Suppliers in Asia are also hiking prices as they face cost increases themselves.
Analysts reckon cotton fabric prices are up at least 10 percent, Chinese manufacturing wages have risen 20 percent and freight costs are estimated to be up more than 30 percent in the last year.
The removal of export subsidies in China has also raised the prices retailers pay for goods.
"We're looking at a situation where next year we're either going to see reducing margins or an increase in prices, or a combination of both," Simon Wolfson, chief executive of Next, the UK's second-largest clothing retailer by sales value, told Reuters earlier this month.
He expects prices to rise for the group's spring/summer ranges next year, though probably by less than 10 percent.
Analysts at Morgan Stanley estimate the combination of currency and rising input costs could see Next's gross margin fall by over 3.5 percentage points in its year ending Jan 2010 if the group does not raise prices, driving down pretax profit by 10.5 percent to 385 million pounds.

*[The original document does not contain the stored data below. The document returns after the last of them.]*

PR #1915, opened 2026-05-26
feat(i18n): add Japanese (ja) locale

cwatanab:
- src/i18n/JA.ts: full JA translation for CLI/TUI (~1900 lines)
- desktop/src/i18n/ja.ts: full JA translation for desktop shell (~740 lines)
- dashboard/src/i18n/ja.ts: JA translation for dashboard SPA (~1320 lines)
- All three index.ts: register 'ja' in Lang type, dicts, detection, labels
- Wizard.tsx: add 日本語 to language picker

## Checklist

- [ ] `npm run verify` passes locally (lint + typecheck + tests + comment-policy gate)
- [ ] No `Co-Authored-By: Claude` trailer in commits
- [ ] Comments follow CONTRIBUTING.md (no module-essay headers, no incident history)
- [ ] No edits to `CHANGELOG.md` — release notes are maintainer-written at release time

PR #2015, opened 2026-05-27
feat(desktop): grant pending tool/path approval with Enter key

### LINKED ISSUE #1962: 授权是否可以适配回车或者设置快捷键，每次都需要手动点击
授权是否可以适配回车或者设置快捷键，每次都需要手动点击

nianyi778:
## Problem

Closes #1962. The permission approval prompts (`ConfirmApprovalCard` / `PathAccessApprovalCard`) in the desktop and dashboard UIs could only be granted by clicking — there was no keyboard shortcut, so every authorization required reaching for the mouse. The TUI already supports this (the `SingleSelect` confirms the highlighted choice on Enter); this brings the GUIs in line.

## Change

Extend the existing global `keydown` handler in both `desktop/src/App.tsx` and `dashboard/src/App.tsx` (the same place that already maps Esc → abort) so **Enter grants the pending authorization (run once)**, with the same guards as the Esc handler:

- ignored when focus is in an `INPUT` / `TEXTAREA` / `contentEditable` element (so it never hijacks the composer or the always-allow prefix field);
- ignored when a modal (settings / about / jobs / working-dir picker) is open;
- only the single pending `Confirm` / `PathAccess` prompt is resolved (most-recent first), via the existing `resolveConfirm`/`resolvePathAccess` with `{ type: "run_once" }`.

Multi-option decisions (plan / checkpoint / revision / choice cards) are intentionally left click-only, since Enter has no unambiguous default there.

## Notes

- Bare Enter (not Cmd/Ctrl+Enter) matches the TUI and the issue request; the editable-focus guard keeps it from clashing with composer send.
- No new i18n surface added — behavior only.

## Verification

- `npm run typecheck` (root + dashboard) ✓
- `cd desktop && tsc --noEmit` ✓ (the unrelated pre-existing `ja` locale error from #1915 is not touched here)
- `npm run verify` (build + lint + typecheck + full test suite) ✓

### DIFF
--- a/dashboard/src/App.tsx
+++ b/dashboard/src/App.tsx
@@ -1586,11 +1586,50 @@ function TabRuntime({
         if (target?.tagName === "INPUT" || target?.tagName === "TEXTAREA") return;
         e.preventDefault();
         abort();
+      } else if (e.key === "Enter" && !mod && !e.shiftKey && !e.altKey) {
+        // Defer to any control that already handles Enter — native inputs/buttons,
+        // ARIA button/link widgets (sidebar rows, file pills), or anything that called
+        // preventDefault — so we only grant when focus is on inert layout (#2015).
+        if (e.defaultPrevented) return;
+        const target = e.target as HTMLElement | null;
+        if (
+          target?.isContentEditable ||
+          target?.closest('input, textarea, button, select, a, [role="button"], [role="link"]')
+        ) {
+          return;
+        }
+        if (settingsOpen || jobsOpen || wdOpen) return;
+        // Enter grants the pending authorization prompt (run once), matching the
+        // TUI where Enter confirms the highlighted choice (#1962).
+        const confirm = state.pendingConfirms.at(-1);
+        if (confirm) {
+          e.preventDefault();
+          resolveConfirm(confirm.id, { type: "run_once" });
+          return;
+        }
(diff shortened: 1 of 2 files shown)


nianyi778:
Good catch — fixed in the latest commit (`69296fe7`). The Enter handler now bails out when focus is on any actionable control (`BUTTON` / `SELECT` / `A`, in addition to `INPUT` / `TEXTAREA` / contentEditable), so a focused **Reject** or **Always Allow** button keeps its native Enter behavior and is never overridden by the `run_once` shortcut. The window-level handler only grants when focus is outside the card's buttons (e.g. on `body`). Applied to both `desktop/src/App.tsx` and `dashboard/src/App.tsx`.

@codex review

nianyi778:
Addressed in `d40d9a70`. Replaced the tag-name allowlist with a more robust guard that also covers custom keyboard controls: the handler now bails out if (a) the event was already `preventDefault`ed by a child handler (e.g. the file pills in `Markdown.tsx`), or (b) the target is inside an interactive element via `closest('input, textarea, button, select, a, [role="button"], [role="link"]')` — which catches the ARIA `role="button"` sidebar session rows and similar widgets that are `DIV`/`SPAN` at the tag level. So Enter on those runs only their own handler and never falls through to `run_once`. Applied to desktop + dashboard.

@codex review

PR #2056, opened 2026-05-27
perf(desktop): virtual list with Virtuoso for message thread

CVEngineer66:
## Before

All messages rendered as real DOM nodes in the thread. 60 messages = 60 full DOM subtrees (UserMsg + TurnDivider + AssistantMsg + DiffStats). Every state update triggered React reconciliation on all 60 nodes, even though only ~8 fit on screen.

## After

`react-virtuoso` virtual list — only visible messages produce DOM nodes. Off-screen messages are zero-height spacer elements. React reconciliation is limited to the ~8 visible items regardless of total message count. DOM nodes drop from O(total messages) to O(viewport size).

### DIFF
--- a/desktop/src/App.tsx
+++ b/desktop/src/App.tsx
@@ -66,6 +66,7 @@ import { useElapsed } from "./ui/live";
 import { AboutModal } from "./ui/about";
 import { SettingsModal, type PageId as SettingsPageId } from "./ui/settings";
 import { JumpBar } from "./ui/jump-bar";
+import { Virtuoso, type VirtuosoHandle } from "react-virtuoso";
 import { Sidebar } from "./ui/sidebar";
 import { Shortcut, localizeShortcutText, shortcutText } from "./ui/shortcut";
 import { Splash, shouldShowSplash } from "./ui/splash";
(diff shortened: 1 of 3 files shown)


esengine:
This now conflicts with #2055 (just merged) — both rewrote the streaming reducer cases in `desktop/src/App.tsx`. The backwards-walk reducers + virtuoso virtual list are actually the right combo for the long-session pressure (#2001, #2012, #2013), so I'd love to take both — could you rebase onto current `main`?

One thing to think about while you're at it: Virtuoso needs stable, monotonic item heights for `followOutput="auto"` to track the bottom correctly when streaming. The current `state.messages[index]` lookup re-renders the same item on every reducer update, which Virtuoso will then re-measure. If you can wrap `itemContent` in a memoized renderer keyed by `(turn, segment count, pending)`, the scroll-anchor stability gets much more predictable on fast streams.

Pending-approval cards, jump bar, empty-state, restore-scroll behavior — please verify those still work after rebase. The render path moved a lot of conditional branches around.

CVEngineer66:
Rebased onto latest \`main\` — no conflicts since #2055's streaming handler changes are in the reducer and this PR's Virtuoso changes are in the render path.

On \`itemContent\` memo: the function reads from \`state.messages\` and several callbacks that change on every new message or config update, so an empty-dep useCallback would go stale. A per-item memo keyed by \`(turn, segments.length, pending)\` would fix the scroll-anchor — I'll send a follow-up once this lands.

Pending-approval cards, jump bar, empty-state, and restore-scroll all verified independently (they're rendered outside the \`Virtuoso\` component).

PR #2057, opened 2026-05-27
perf(core): windowed AppendOnlyLog (200 messages) with lazy file fallback

CVEngineer66:
## Before

`AppendOnlyLog` kept all messages in memory as `ChatMessage[]`. Session file was read entirely on resume: `readFileSync` + `split` + `JSON.parse` every line. A 500-message session held all 500 entries in memory permanently. `toMessages()` always returned the full array from RAM.

## After

`AppendOnlyLog` windows to 200 entries. Older messages are evicted from `_entries` and only reloaded from the session file when `toMessages()` or `getEntry()` is called. The backward-file-scanner (`readTailMessages`) reads only the last N lines from the JSONL via chunked reverse scan, not the entire file.

- **Memory**: `_entries` array capped at 200 entries regardless of session length
- **Session resume**: reads the last ~200 lines from disk (~64KB chunks from EOF) instead of mmap'ing the entire file
- **Lazy fallback**: `toMessages()` and `getEntry()` transparently read old entries from disk when needed (e.g., during fold or API call construction)


esengine:
The direction is right — keeping a 200-entry window in RAM and letting the JSONL file be the source of truth for older messages is the natural endgame for long sessions. A few things I want to talk through before this lands, because `AppendOnlyLog` is load-bearing:

1. **`toMessages()` becomes sync disk I/O on the hot path.** It's called from compaction, summary fold, prefix rebuilds, and the API request builder — anywhere the loop needs the full history. A 200KB+ JSONL reverse-scan on every call will stall the event loop for tens of ms at p95. Two options: (a) cache the "full read" result inside the log and invalidate on `append`/`compactInPlace`, or (b) make the contract explicit — `toMessages()` returns the window only, callers that need everything call a new `toFullHistory()` and own the cost.

2. **`length` semantics flip.** Before: `length === entries.length`. After: `length === totalLength` (window + disk). Every caller that did `for (let i = 0; i < log.length; i++) log.entries[i]` (and there are several) now reads past the end. Worth grepping for `log.length`, `log.entries[`, and `log.entries.length` and updating the touch points in one pass.

3. **`compactInPlace` resets `_totalLength` to `replacement.length` but doesn't truncate the on-disk file.** Next `toMessages()` call with `_entries.length < _totalLength` is false (they're equal), so the disk file is ignored — fine. But if a later `append()` pushes the window over and a subsequent `toMessages()` falls back to disk, it'll read pre-compaction messages. Either truncate/rewrite the session file at compaction time, or stamp the log with a "no longer authoritative" flag for the disk fallback.

4. **Session resume + StormBreaker** — StormBreaker reads the tail of `log.entries` to detect repeats. If `entries` is bounded by the window but the storm pattern started before the window's left edge, StormBreaker silently loses signal. Probably fine in practice but worth a one-line note that the storm window must be ≤ log window.

CI is still running — let me see it pass first. Once we resolve (1)–(3), happy to take this; (4) can be a follow-up.

CVEngineer66:
Thanks for the review. Here's what was addressed:

**1. toMessages() disk I/O** — Split: \`toMessages()\` now returns window only (no disk I/O). Added \`toFullHistory()\` for callers that need everything (fold, buildMessages, getLogTokens, ctx-breakdown, emitCtxBreakdown). They already do async work (network requests, file writes) so the sync read cost is amortized.

**2. length semantics** — Restored \`length\` to return \`_entries.length\` (window size). Added \`totalLength\` getter for internal use. Updated \`discardLogFrom\`, \`retryLastUser\`, \`rewindToUserTurn\` to use \`toFullHistory()\` instead of \`entries\` so they scan the full history, not just the window.

**3. compactInPlace + disk** — Confirmed no issue: after \`compactInPlace\`, \`_totalLength = replacement.length\`, so \`_entries.length >= _totalLength\` holds and \`toFullHistory()\` returns window only (no disk fallback). Subsequent \`append()\` writes to both window and disk via \`appendSessionMessage\`, keeping them in sync.

**4. StormBreaker** — Noted; storm window is 3 by default which fits well within the 200-entry log window.

PR #2058, opened 2026-05-27
feat(desktop): support desktop QQ remote commands

wade19990814-hue:
## Summary
- let desktop QQ remote input understand a small subset of desktop-native commands
- keep the scope aligned with the existing desktop design instead of copying the full CLI `/qq` surface
- add parser tests for the QQ remote desktop command subset

## What this adds
Desktop QQ remote input now handles these desktop-native commands before falling back to normal user text:
- `/help`
- `/new`
- `/abort`
- `/compact`
- `/btw <question>`
- `/<skill> [args]` for skills already exposed by the current desktop tab

This intentionally does **not** add UI-only commands such as `/theme`, `/model`, `/lang`, `/currency`, `/copy`, or `/clear`.

## Why
Desktop already has its own command surface and session model. QQ remote input was still treating everything as plain user text plus pending-prompt replies, which meant desktop-only commands were unavailable remotely.

This keeps QQ aligned with the desktop interaction model without turning it into a separate command system.

## Notes
- `/abort` and `/new` intentionally bypass the generic busy reply so they remain usable while a tab is running
- unsupported slash text still falls back to normal model input
- `/retry` is left local for now because the desktop implementation restores local draft state rather than directly submitting a new turn

## Verification
- `npm test -- --run tests/desktop-qq-remote-commands.test.ts tests/desktop-qq-turn-routing.test.ts tests/desktop-btw-status.test.ts tests/desktop-session-load.test.ts`
- `npm run typecheck`
- `npm run lint`
- `npm run verify`

### DIFF
--- a/src/cli/commands/desktop.ts
+++ b/src/cli/commands/desktop.ts
@@ -76,6 +76,11 @@ import {
   readMemoryEntryDetail,
 } from "../../desktop/memory-browser.js";
 import {
+  parseQQRemoteDesktopCommand,
+  qqRemoteCommandBypassesBusy,
+  qqRemoteDesktopHelpText,
+} from "../../desktop/qq-remote-commands.js";
+import {
   loadDesktopQQState,
   saveDesktopQQSettings,
   setDesktopQQEnabled,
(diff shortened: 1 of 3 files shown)


wade19990814-hue:
One correction from my side: after `#2058` was merged, I realized I had still missed a few desktop-native remote commands that should have been considered in the same pass (`/retry`, `/model`, `/effort ...`, `/plan ...`). That was my miss, and I’m sorry for the extra review churn this creates.

I’ll keep the fix-up work in a separate follow-up PR so the already-merged scope stays clean and the delta is easy to review independently.

PR #78, opened 2020-12-29
refine kernel device tree

BaochengSu:
Extract oldfw related changes to k3-am65-iot2050-oldfw.dtsi, includes
uart dma workaround and the clock swapping of sdhci. Also change the
includings correspondingly.

Remove the word 'common' from iot2050.dtsi, sarcasticly our boards have
a lot that not in common.

Change the compatible and model string according to Jan's upstreaming
patch.

Change the dr_mode of usb1 to `host`.

Change board name in iot2050setup.py and board-configuration

### DIFF
--- a/recipes-kernel/linux/files/0001-iot2050-add-iot2050-platform-support.patch
+++ b/recipes-kernel/linux/files/0001-iot2050-add-iot2050-platform-support.patch
@@ -1,4 +1,4 @@
-From f3cff2d5e56dcc2287d1689894b576e87c98562c Mon Sep 17 00:00:00 2001
+From ed5b2c3e07b04ac89344af3b118ece6650666cfd Mon Sep 17 00:00:00 2001
 From: Le Jin <le.jin@siemens.com>
 Date: Mon, 18 Nov 2019 17:58:08 +0800
 Subject: [PATCH 01/14] iot2050: add iot2050 platform support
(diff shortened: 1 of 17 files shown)


recipes-kernel/linux/files/0001-iot2050-add-iot2050-platform-support.patch
```diff
@@ -41,24 +45,70 @@ index b952d3e730d6..3f6fc2f8445c 100644
...
++
++&sdhci0 {
++	clocks = <&k3_clks 48 0>, <&k3_clks 48 1>;
++	assigned-clocks = <&k3_clks 48 1>;
++	assigned-clock-rates = <142860000>;
++};
++
++&sdhci1 {
++	clocks = <&k3_clks 47 0>, <&k3_clks 47 1>;
++};
```
AsuraZeng, line 92: the clock swapping of sdhci is only for release basic board..
not for all released board

recipes-kernel/linux/files/0001-iot2050-add-iot2050-platform-support.patch
```diff
@@ -797,24 +832,56 @@ index 000000000000..c585fdfcc5cc
...
+@@ -0,0 +1,12 @@
++// SPDX-License-Identifier: GPL-2.0
++/*
++ * (C) Copyright 2018-2020 Siemens AG
++ */
++
++/dts-v1/;
++
++#include "k3-am65-iot2050.dtsi"
++#include "k3-am6548-iot2050-basic.dtsi"
```
AsuraZeng, line 865: the dts name should am6528 for basic

recipes-kernel/linux/files/0001-iot2050-add-iot2050-platform-support.patch
```diff
@@ -797,24 +832,56 @@ index 000000000000..c585fdfcc5cc
...
+@@ -0,0 +1,10 @@
 +// SPDX-License-Identifier: GPL-2.0
 +/*
-+ * (C) Copyright 2020 Siemens AG
++ * (C) Copyright 2018-2020 Siemens AG
++ */
++
++/dts-v1/;
++
++#include "k3-am65-iot2050.dtsi"
```
AsuraZeng, line 848: should k3-am65-iot2050.dtsi be included into basic.dtsi or advanced.dtsi ?

recipes-kernel/linux/files/0001-iot2050-add-iot2050-platform-support.patch
BaochengSu: Checked on V01.00.02, this workaround is both for advanced and basic, see

https://github.com/siemens/meta-iot2050/blob/V01.00.02/recipes-kernel/linux/files/0019-feat-set-sdhci0-clock-frequency-to-142.86MHz.patch

```diff
diff --git a/arch/arm64/boot/dts/siemens/iot2050-advanced.dts b/arch/arm64/boot/dts/siemens/iot2050-advanced.dts
index 88b04c974294..9a83edbbeae1 100644
--- a/arch/arm64/boot/dts/siemens/iot2050-advanced.dts
+++ b/arch/arm64/boot/dts/siemens/iot2050-advanced.dts
@@ -43,9 +43,18 @@
 };
 
 &sdhci0 {
+	/*
+	 * Swap clock TISCI clock IDs between sdhci0 and sdhci1 to work
+	 * around an issue in System Firmware 2019.12a (and earlier) known
+	 * as SYSFW-3179.
+	 */
+	clocks = <&k3_clks 48 0>, <&k3_clks 48 1>;
+	assigned-clocks = <&k3_clks 48 1>;
+	assigned-clock-rates = <142860000>;
 	pinctrl-names = "default";
 	pinctrl-0 = <&main_mmc0_pins_default>;
 	bus-width = <8>;
 	non-removable;
 	ti,driver-strength-ohm = <50>;
+	disable-wp;
 };
\ No newline at end of file
diff --git a/arch/arm64/boot/dts/siemens/iot2050-common.dtsi b/arch/arm64/boot/dts/siemens/iot2050-common.dtsi
index 89f354528830..c58ae32547a2 100644
--- a/arch/arm64/boot/dts/siemens/iot2050-common.dtsi
+++ b/arch/arm64/boot/dts/siemens/iot2050-common.dtsi
@@ -585,9 +585,16 @@
 };
 
 &sdhci1 {
+	/*
+	 * Swap clock TISCI clock IDs between sdhci0 and sdhci1 to work
+	 * around an issue in System Firmware 2019.12a (and earlier) known
+	 * as SYSFW-3179.
+	 */
+	clocks = <&k3_clks 47 0>, <&k3_clks 47 1>;
 	pinctrl-names = "default";
 	pinctrl-0 = <&main_mmc1_pins_default>;
 	ti,driver-strength-ohm = <50>;
+	disable-wp;
 };
```

recipes-kernel/linux/files/0001-iot2050-add-iot2050-platform-support.patch
BaochengSu: Modified with new force push.

recipes-kernel/linux/files/0001-iot2050-add-iot2050-platform-support.patch
BaochengSu: seems to me not a good idea to include dtsi in dtsi, better follow my change, one benefit is that the including relationship is clear and straightforward.

jan-kiszka:
Only briefly scanned through it but it looks good so far.

Do we have any differences to https://github.com/siemens/linux/commits/jan/iot2050 with this? Then those should be resolves soon before we lose that with the next rebase.

BaochengSu:
> Do we have any differences to https://github.com/siemens/linux/commits/jan/iot2050 with this? Then those should be resolved soon before we lose that with the next rebase.
Hi Jan,

I change the filename from `am6-iot2050-common.dtsi` to `am6-iot2050.dtsi`, due to for transition kernel, we have oldfw and newfw both supported, and it may looks too much if adding word `common` for oldfw-wise or newfw-wise things, so I just remove that word. However, I think it's ok for the upstreaming using `common` as only sysfw 3.x is supported in upstream. Anyway, this is only a trivial change.

By the way I noticed that the `panic-ind-off` is removed from led-status-green in upstreaming patch. Per the original design, the panic led should blink red if panic happens, and this led is composed by a red led and a green led, and the green led blinks if everything goes right. So if we don't turn off the green led for panic, it would blink amber or in a red-green-red manner. That why the `panic-ind-off` quirk is added.

Due to releasing to our internal system test guys, I will merge this PR, we can continue discussing here.

Oh, and a early happy new year to you.

PR #80, opened 2021-01-04
linux: Fix dtb path error in boot.scr

BaochengSu:
The dtb paths in boot.scr are wrongly swapped between am6528 and am6548.


AsuraZeng (commented):
looks ok from my side.

PR #82, opened 2021-01-08
sr2 soc support

AsuraZeng:


jan-kiszka:
Can't we do the kernel development directly based on our upstream kernel queue?

AsuraZeng:
Indeed,we can uniform kernel for SR1 and SR2 .as sr2 needs to work quickly for thermal testing . so currently we decide to use TI kernel not upstream to do the development. 
when upstream kernel is stable. we would switch to upstream kernel.

the kas option is mainly for u-boot. as SR1 and SR2 have different sysfw, we'd like to generate two type of flash.bin for sr1 and sr2.

jan-kiszka:
Then maybe keep those changes in staging for now, to avoid complications on the ongoing SR1 work? We may also find a better solution for U-Boot before the final release of the new hardware revision.

BaochengSu:
> Then maybe keep those changes in staging for now, to avoid complications on the ongoing SR1 work? We may also find a better solution for U-Boot before the final release of the new hardware revision.

Sure, that's why this pr is targeting to a sr-develop branch, other than the master branch.

BaochengSu (commented):
Why  recipes-bsp/u-boot/files/upstream/0027-mmc-Add-a-saved_clock-member.patch  and recipes-bsp/u-boot/files/upstream/0028-spl-mmc-Fix-spl_mmc_get_uboot_raw_sector-implementat.patch are empty?

recipes-bsp/u-boot/u-boot-iot2050-2021.x-upstream.inc
```diff
@@ -2,7 +2,7 @@
 # Copyright (c) Siemens AG, 2020
 #
 # Authors:
-#  Jan Kiszka <jan.kiszka@siemens.com>
```
BaochengSu, line 5: Instead changing the author, please add new author.

recipes-kernel/linux/linux-iot2050_5.x-ti-kernel.bb
```diff
@@ -0,0 +1,34 @@
...
+    file://ti-kernel/0007-feat-extend-led-panic-indicator-on-and-off.patch \
+    file://ti-kernel/0008-feat-change-mmc-order-using-alias-in-dts.patch \
+    file://ti-kernel/0009-Workaround-to-correct-DP-clock-to-154MHZ.patch"
+
+SRC_URI += " \
+    file://${KERNEL_DEFCONFIG} \
+    file://iot2050-upstream.cfg \
+    file://iot2050_defconfig_extra.cfg"
+
+KERNEL_REV = "07.01.00.006"
```
BaochengSu, line 30: Personally I prefer to the commit-ish rather than the tag. The assumption that git tag never change is not always true.

recipes-kernel/linux/linux-iot2050_5.x-ti-kernel.bb
```diff
@@ -0,0 +1,34 @@
+#
```
BaochengSu, line 1: Do we know the exact kernel version? Better to use that exact version instead of the blurry 5.x.

BaochengSu: Also better to keep the same naming schema with the current `linux-iot2050_4.19.94+.bb`

recipes-kernel/linux/linux-iot2050_5.x-ti-kernel.bb
```diff
@@ -0,0 +1,34 @@
...
+# This file is subject to the terms and conditions of the MIT License.  See
+# COPYING.MIT file in the top-level directory.
+#
+
+require recipes-kernel/linux/linux-custom.inc
+
+SRC_URI += " \
+    https://git.ti.com/cgit/ti-linux-kernel/ti-linux-kernel/snapshot/ti-linux-kernel-${KERNEL_REV}.tar.xz;protocol=https; \
+    file://ti-kernel/0001-iot2050-add-iot2050-platform-support.patch \
+    file://ti-kernel/0002-Add-support-for-U9300C-TD-LTE-module.patch \
```
BaochengSu, line 16: In my opinion, the word `ti-kernel` does not express the our exact intent very clearly.

recipes-bsp/u-boot/u-boot-iot2050-2021.x-upstream.inc
```diff
@@ -54,7 +80,13 @@ DEBIAN_BUILD_DEPENDS =. "trusted-firmware-a-iot2050, optee-os-iot2050, \
 
 do_prepare_build_append() {
     cd ${S}
-    ln -sf ../prebuild/* ${S}
+    if [ ${SOC_VERSION} = "sr1" ]; then
+        ln -sf ../prebuild/prufw_sr1/* ${S}
+        ln -sf ../prebuild/sysfw_sr1/* ${S}
```
BaochengSu, line 85: Just curious, we do have another am65x-sr2-txpru0-prueth-fw.elf and am65x-sr2-txpru0-prueth-fw.elf for kernel, but not for u-boot. Doesn't u-boot need it?

recipes-kernel/linux/files/ti-kernel/0001-iot2050-add-iot2050-platform-support.patch
```diff
@@ -0,0 +1,934 @@
...
++/*
++ * (C) Copyright 2019 Siemens AG
++ */
++#include <dt-bindings/input/input.h>
++#include <dt-bindings/net/ti-dp83867.h>
++#include <dt-bindings/phy/phy.h>
++
++/ {
++	compatible =  "siemens,iot2050-common", "ti,am654";
++	model = "SIMATIC IOT2050 Common";
```
BaochengSu, line 63: This is meaningless.

kas/opt/sr2-select.yml
```diff
@@ -0,0 +1,16 @@
+#
```
BaochengSu, line 1: Please document how to use these kas options.

recipes-kernel/linux/linux-iot2050_5.x-ti-kernel.bb
AsuraZeng: This is from snapshot of the TI archive. I don't think it would change or deleted by TI

recipes-kernel/linux/linux-iot2050_5.x-ti-kernel.bb
AsuraZeng: it clearly express the intents, it based ti kernel.
or What better advice do you have?

recipes-bsp/u-boot/u-boot-iot2050-2021.x-upstream.inc
AsuraZeng: I don't know. I don't have tested the eth function under u-boot.
The problem needs to be investigated

recipes-kernel/linux/files/ti-kernel/0001-iot2050-add-iot2050-platform-support.patch
AsuraZeng: yes,but this makes it easier for the user to understand its intentions

jan-kiszka:
> Sure, that's why this pr is targeting to a sr-develop branch, other than the master branch.

Ah, sorry, missed that.

AsuraZeng:
> Why recipes-bsp/u-boot/files/upstream/0027-mmc-Add-a-saved_clock-member.patch and recipes-bsp/u-boot/files/upstream/0028-spl-mmc-Fix-spl_mmc_get_uboot_raw_sector-implementat.patch are empty

I have checked it,the change have modified in our branch. It only have commit message.
 possibly the upstream u-boot have the modification.

recipes-kernel/linux/linux-iot2050_5.x-ti-kernel.bb
BaochengSu: We already have a ti-kernel targeting at 4.19.94. The target of this work is for the sr2 soc, so I think `sr2` would be a better name, or something else that help people understand this is for sr2.

recipes-bsp/u-boot/u-boot-iot2050-2021.x-upstream.inc
BaochengSu: Sure, anyway atm eth is not on the critical path to sr2 development, we could address that later.

recipes-kernel/linux/files/ti-kernel/0001-iot2050-add-iot2050-platform-support.patch
BaochengSu: More or less...Anyway we will switch to the upstreaming kernel in the future, so looks fine at this moment.

recipes-kernel/linux/linux-iot2050_5.4.74+.bb
```diff
@@ -0,0 +1,34 @@
...
+    file://5.x-patch/0007-Workaround-to-correct-DP-clock-to-154MHZ.patch \
+    file://5.x-patch/0008-feat-add-io-expander-pcal9535-support.patch \
+    file://5.x-patch/0009-add-the-gpio-alias-support.patch"
+
+SRC_URI += " \
+    file://${KERNEL_DEFCONFIG} \
+    file://iot2050-upstream.cfg \
+    file://iot2050_defconfig_extra.cfg"
+
+KERNEL_REV = "07.01.00.006"
```
BaochengSu, line 30: Please check 9574bba32a1898794895ca3816e815154c80226d

kas/opt/5.x-kernel.yml
```diff
@@ -0,0 +1,13 @@
...
+# This file is subject to the terms and conditions of the MIT License.  See
+# COPYING.MIT file in the top-level directory.
+#
+
+header:
+  version: 10
+
+local_conf_header:
+  ti-kernel-versions: |
+    PREFERRED_VERSION_linux-iot2050 = "5.4.%"
```
BaochengSu, line 13: Better to enclose this into SOC_VERSION, so that we can use an unified option yml file for both u-boot and kernel.

PR #83, opened 2021-01-12
linux: Enable driver for Qualcomm MSM based 3G and LTE modems

jan-kiszka:
Requested by several users already.


BaochengSu:
Hi Jan,

We plan to freeze the code in next couple days, for the next release, do you have something else that need be merged into next release?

"We find it hard to believe that the clothing industry will suddenly feel able to start significantly raising prices for discretionary items in the middle of an economic downturn. Hence, we expect a large proportion to be carried by the retailers," the Morgan Stanley analysts said in a research note.
Verdict's Saunders is similarly sceptical that consumers will have any appetite for price rises.
"The consumer environment and the competitive environment ... is such that it would be very very difficult for anyone to put prices up by any significant degree," he said.
The gloomy outlook is underlined by the performance of UK general retail stocks, which are among the worst performers on the London stock market, having underperformed the FTSE All-Share index by 27 percent over the past year.
The sector's outlook based on price/earnings estimates is also downbeat, with a multiple of 16.2 times last year's earnings according to Reuters data falling to 13.4 on estimated 2008 earnings and 12 for 2009, indicating profits are expected to decline.
Analysts said the stance on price taken by discount clothing retailer Primark (owned by Associated British Foods Plc, the UK's largest clothing retailer on a volume basis, and Philip Green, owner of the Arcadia fashion group and the Bhs department store chain, will be crucial.
"The key will be how Arcadia and Primark play it," said Nick Bubb, retail analyst at brokerage Pali International.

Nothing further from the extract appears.